Ever since the moon landing mission of ISRO failed, Misra's Facebook posts started gaining popularity.
His September 11 post "Fifteen Minutes of Terror - Vikram Lander's planned operations" and September 20 post "Space Technology is not Rocket Science", gained a lot of media attention.
"The Sep 20 post was all about leadership quality and nothing more than that. There was no malice," Misra said
"Being not much skillful in handling skewed interpretation of my certain post, meant for sharing my small experiences with common people, I was taken aback by certain news reports, which gave a slant and spin to this post and linked it to certain current happenings," Misra said in his post on Tuesday.
"But I must appreciate Indian media not biting the bait and coming out in defence of correct interpretation.

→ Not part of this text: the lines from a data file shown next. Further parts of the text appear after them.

PR #13524, opened 2024-01-02
slm: preliminary CMUX implementation

tomi-font:
2 channels are configured and simply echo what is received.

### DIFF
--- a/applications/serial_lte_modem/src/slm_cmux.c
+++ b/applications/serial_lte_modem/src/slm_cmux.c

"What was astounding is that, common people were extremely appreciative of my posts and they could see through the intent behind such skewed interpretations," he added.
"After all, you cannot hide a cadaver for long. Untruth starts emanating stench faster than a cadaver," Misra said.
According to Misra's post, once a machine is sent to space it cannot be accessed to carry out corrective measures.
"You must be able to imagine all possible behaviours of spacecraft in space, in harsh and unforgiving environment. So, we have to test it in all possible imaginable conditions," he said.
Pointing out the importance of imagining varied situations Misra said space related development should not be hurried through.
He said gestation period is important for space projects.
"It should be well thought of, well debated, tested and simulated for worst and best possible cases of imagination. So, when space hardware fails, more often than not, it failed in a failure condition which we could not imagine. Usually hardware never fails, but engineers behind it fail," Misra said.
"The vision and power of a person determines his leadership quality," Misra told IANS and said that his post in no way critical of ISRO leadership.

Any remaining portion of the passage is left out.